3.2 Effects of dust settling on the mid-plane

In contrast to the dust-free simulation (NT-Bin-q1), the one-fluid dust simulation (Dust-Bin-q1) does not assume a constant dust-to-gas ratio for all the considered evolutionary time; rather, it explicitly models dust evolution, with dust settling toward the mid-plane as expected (Price & Laibe 2015; Hutchison et al. 2018). The accumulation of dust at the disk mid-plane increases the optical depth and reduces the temperature, consequently decreasing the aspect ratio, as is illustrated in Figure 7.

The change in aspect ratio is a function of binary inclination. In the coplanar Dust-Bin-q1 case, the reduction is notably more pronounced on the side opposite the companion star, displaying a decrease of approximately 15% compared to the NT-Bin-q1 simulation. The companion’s heating causes a comparatively higher aspect ratio on the side facing it. Thus, the difference in aspect ratio progressively increases between these two sides from nearer to farther side to the companion (in regions with |r′| > 3 au) because the far side is not affected by the companion’s radiation (see Figure 4).

In the inclined Dust-Bin-q1 case, aspect ratio variations stay below 5%. The most significant decreases in aspect ratio occur at the location of the dust inner rim (~3 au), a feature also observed in the coplanar Dust-Bin-q1 simulation. This aligns with a dust-dense region where the temperature is expected to be lower. The disk side facing the companion presents the same aspect ratio between the two dust prescriptions. This indicates that the settled mid-plane dust primarily contributes to extinguishing all radiation penetrating along the disk mid-plane direction, consistent with the optical depth behavior.

3.3 Unequal mass binary and outburst event

Figure 8 presents a comparison similar to that of Figure 5, but specifically for Bin-q05 and FU-Bin-q05. Given that the binary mass ratio is 0.5, the truncation radius for the CSD is larger than that of Bin-q1, allowing more material from the CSD to remain bound to the primary star. This increases the disk’s optical thickness, which, together with a less luminous companion, results in an overall colder disk. This phenomenon is evident in both the coplanar and inclined configurations, where the outermost disk regions exhibit temperatures below 30 K, which we have defined as green areas, during the apocenter binary phase. In contrast to the inclined Bin-q1 simulation at apocenter, the CSD in inclined Bin-q05 shows that the isothermal lines for 30 K and 50 K are more extended toward the location of the companion star and narrower on the opposite disk side. This thermal structure can be attributed to the low luminosity of the companion. Despite the presence of a moderate level of disk eccentricity, similar to that in Bin-q1, the companion’s luminosity, approximately 30 times less than that of the primary star, prevents it from effectively heating the outer regions of the CSD.

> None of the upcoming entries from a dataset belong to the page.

PR #678, opened 2023-11-14
Add Ability to Select Default Poster/Fanart/Banner.

ElementalCrisis:
While you can select a default fanart and it does update, we currently have it set to show a random fanart within a series. We will need to add logic for enabling/disabling random fanart/poster and fix this in the future. 

I also fixed a key issue in series tags.

### DIFF
--- a/src/core/rtkQuery/splitV3Api/seriesApi.ts
+++ b/src/core/rtkQuery/splitV3Api/seriesApi.ts
@@ -200,6 +200,15 @@ const seriesApi = splitV3Api.injectEndpoints({
       }),
     }),
 
+    changeSeriesImage: build.mutation<ResponseType, { seriesId: string, imageType: string, params: object }>({
+      query: ({ imageType, params, seriesId }) => ({
+        url: `Series/${seriesId}/Images/${imageType}`,
+        method: 'PUT',
+        body: params,
+      }),
+      invalidatesTags: ['SeriesAniDB'],
+    }),
+
     // Queue a refresh of all the TvDB data linked to a series using the seriesID.
     refreshSeriesTvdbInfo: build.mutation<boolean, { seriesId: number, force?: boolean }>({
       query: ({ force = false, seriesId }) => ({
@@ -230,6 +239,7 @@ const seriesApi = splitV3Api.injectEndpoints({
 });
 
 export const {
+  useChangeSeriesImageMutation,
   useDeleteSeriesMutation,
   useGetAniDBRecommendedAnimeQuery,
   useGetAniDBRelatedQuery,
--- a/src/core/rtkQuery/splitV3Api/seriesApi.ts
+++ b/src/core/rtkQuery/splitV3Api/seriesApi.ts
@@ -198,15 +198,19 @@ const seriesApi = splitV3Api.injectEndpoints({
       query: ({ seriesId }) => ({
         url: `Series/${seriesId}/Images`,
       }),
+      providesTags: ['SeriesImages'],
     }),
 
-    changeSeriesImage: build.mutation<ResponseType, { seriesId: string, imageType: string, params: object }>({
-      query: ({ imageType, params, seriesId }) => ({
-        url: `Series/${seriesId}/Images/${imageType}`,
+    changeSeriesImage: build.mutation<
+      ResponseType,
+      { seriesId: string, image: Pick<ImageType, 'ID' | 'Source' | 'Type'> }
+    >({
+      query: ({ image, seriesId }) => ({
+        url: `Series/${seriesId}/Images/${image.Type}`,
         method: 'PUT',
-        body: params,
+        body: { ID: image.ID, Source: image.Source },
       }),
-      invalidatesTags: ['SeriesAniDB'],
+      invalidatesTags: ['SeriesAniDB', 'SeriesImages'],
     }),
 
     // Queue a refresh of all the TvDB data linked to a series using the seriesID.
--- a/src/core/rtkQuery/splitV3Api/seriesApi.ts
+++ b/src/core/rtkQuery/splitV3Api/seriesApi.ts
@@ -198,7 +198,7 @@ const seriesApi = splitV3Api.injectEndpoints({
       query: ({ seriesId }) => ({
         url: `Series/${seriesId}/Images`,
       }),
-      providesTags: ['SeriesImages'],
+      providesTags: ['SeriesAniDB'],
     }),
 
     changeSeriesImage: build.mutation<
@@ -210,7 +210,7 @@ const seriesApi = splitV3Api.injectEndpoints({
         method: 'PUT',
         body: { ID: image.ID, Source: image.Source },
       }),
-      invalidatesTags: ['SeriesAniDB', 'SeriesImages'],
+      invalidatesTags: ['SeriesAniDB'],
     }),
 
     // Queue a refresh of all the TvDB data linked to a series using the seriesID.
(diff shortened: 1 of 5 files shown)


src/pages/collection/series/SeriesTags.tsx
```diff
@@ -74,7 +74,7 @@ const SeriesTags = () => {
           </div>
         </div>
         <div className="grid grid-cols-3 gap-8">
-          {map(tags, item => <SeriesTag item={item} />)}
+          {map(tags, (item, index) => <SeriesTag key={index} item={item} />)}
```
hidden4003, line 77: It is generally advised to use the actual id if it is available rather than an array index. Check the pitfall note here https://react.dev/learn/rendering-lists#where-to-get-your-key

hidden4003 (changes requested):

src/pages/collection/series/SeriesTags.tsx
ElementalCrisis: Fixed.

src/core/rtkQuery/splitV3Api/seriesApi.ts
```diff
@@ -200,6 +200,15 @@ const seriesApi = splitV3Api.injectEndpoints({
       }),
     }),
 
+    changeSeriesImage: build.mutation<ResponseType, { seriesId: string, imageType: string, params: object }>({
```
revam, line 203: Suggestion; use `image: Pick<ImageType, 'ID' | 'Source' |'Type">` instead of `imageType: string, params: object`, then map the properties of `image` where they are needed. This will make it so we can just give the image object to the mutation method when using the mutation.

src/core/rtkQuery/splitV3Api/seriesApi.ts
```diff
@@ -200,6 +200,15 @@ const seriesApi = splitV3Api.injectEndpoints({
...
+      query: ({ imageType, params, seriesId }) => ({
+        url: `Series/${seriesId}/Images/${imageType}`,
+        method: 'PUT',
+        body: params,
+      }),
+      invalidatesTags: ['SeriesAniDB'],
+    }),
```
revam, line 210: We need a new tag for `'SeriesImages'` to invalidate, or to just reuse the existing `'SeriesAniAD'` tag for the image endpoint so we can refresh the image data.

src/pages/collection/series/SeriesImages.tsx
```diff
@@ -96,7 +97,16 @@ const SeriesImages = () => {
           <Button
             buttonType="primary"
             className="rounded-md border border-panel-border px-4 py-3 font-semibold"
-            disabled
+            disabled={!Object.keys(selectedImage).length}
```
revam, line 100: Also, we should also probably disable the button if it's already the default/preferred image. That, or turn it into a 'Remove As Default Series Poster'

src/pages/collection/series/SeriesImages.tsx
```diff
@@ -96,7 +97,16 @@ const SeriesImages = () => {
...
+              changeImage({
+                seriesId,
+                imageType: selectedImage.Type,
+                params: { ID: selectedImage.ID, Source: selectedImage.Source },
+              })
+                .then(() => toast.success(`Series ${selectedImage.Type} has been changed.`))
+                .catch(console.error);
+            }}
           >
             Set As Series Poster
```
revam, line 111: The 'Poster' part should be dynamic based on the currently selected image view imo.

revam (commented):
A few comments. I'll leave the rest to @hidden4003 and @ElementalCrisis to decide what to do with.

src/pages/collection/series/SeriesImages.tsx
harshithmohan: I agree

src/pages/collection/series/SeriesImages.tsx
harshithmohan: Either what revam said or just make it "Set as default"

revam: That also works. 👍

src/pages/collection/series/SeriesImages.tsx
ElementalCrisis: Disabling the button makes more sense than changing the text/option to remove.

src/core/rtkQuery/splitV3Api/seriesApi.ts
ElementalCrisis: I added this so the series poster would change when a new default is selected since the series poster already is using ``SeriesAniDB``, but I can change it.

hidden4003: Why do we need a new tag? We don't use separate image tag anywhere as far as I can tell.

revam: The tag would need to be added. It's not currently used since we don't have any mutations that modify the image data. it's also neither hooked up to update when the series data is updated.

src/pages/collection/series/SeriesImages.tsx
ElementalCrisis: > > Disabling the button makes more sense than changing the text/option to remove.
> 
> How do we reset it back to default then?

Honestly, I don't see a reason why we need an option to change back to the default. If you're unhappy with the current image, you can just change it to whichever makes you happy.

da3dsoul: Unmarking makes sense for the cases where a random poster is returned. Those will always return the default if one is set, instead of random

src/core/rtkQuery/splitV3Api/seriesApi.ts
ElementalCrisis: Thanks for the tip!

src/core/rtkQuery/splitV3Api/seriesApi.ts
ElementalCrisis: I added a new one for images and use that one now.

src/pages/collection/series/SeriesImages.tsx
ElementalCrisis: IMO, this should work fine. 

https://github.com/ShokoAnime/Shoko-WebUI/assets/9443295/b49bceec-2602-4bcb-b962-e222921017b7

src/core/rtkQuery/splitV3Api/seriesApi.ts
hidden4003: But that tag `SeriesImages` makes no sense, for example you have  images fetched for multiple series in cache, then by invalidating this tag you will be resetting all the other series images as well because your `SeriesImages` tag is not specific enough, it does not have series id in it. See rtkq docs here; https://redux-toolkit.js.org/rtk-query/usage/automated-refetching#invalidating-tags.

`SeriesAniDB` tag it is also potentially has the issue.

src/pages/collection/series/SeriesImages.tsx
harshithmohan: How does that fix what da3d mentioned?

ElementalCrisis: Lets clarify something here.
 
Currently, our random poster implementation does not update the default poster. So, a group, which normally shows the main series poster will have a random poster selected and when you go inside that group and depending on the number of posters you have, it will also be different. However, inside the series, it always shows the default poster. 

I'm not here to fix this issue in this PR, maybe in a future PR or someone else can. I am saying however that we do not need a default button because its simply not needed,  A default button makes sense on the dashboard for widgets since you can make some drastic changes as it would take too long to manually re-arrange the dashboard. Here you just need to click the first image and then click the button.

hidden4003 (approved):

During the pericenter binary phase in the coplanar Bin-q05 simulation, the green areas are not only more prominent but also extend into another disk sector. In the inclined setup, the green region appears in the same location as in the coplanar Bin-q1 case but is slightly larger. Additionally, the CO₂ snow line remains continuous azimuthally, unlike the discontinuities observed in inclined Bin-q1. These results underscore the importance of the disk’s optical properties, in conjunction with the stellar properties, in determining the disk thermal structure.

The bottom row of Figure 8 depicts the effects of the outbursting companion represented with the FU-Bin-q05 simulation. The abrupt increase in the companion’s luminosity significantly changes the temperature profile of the entire CSD of the primary star.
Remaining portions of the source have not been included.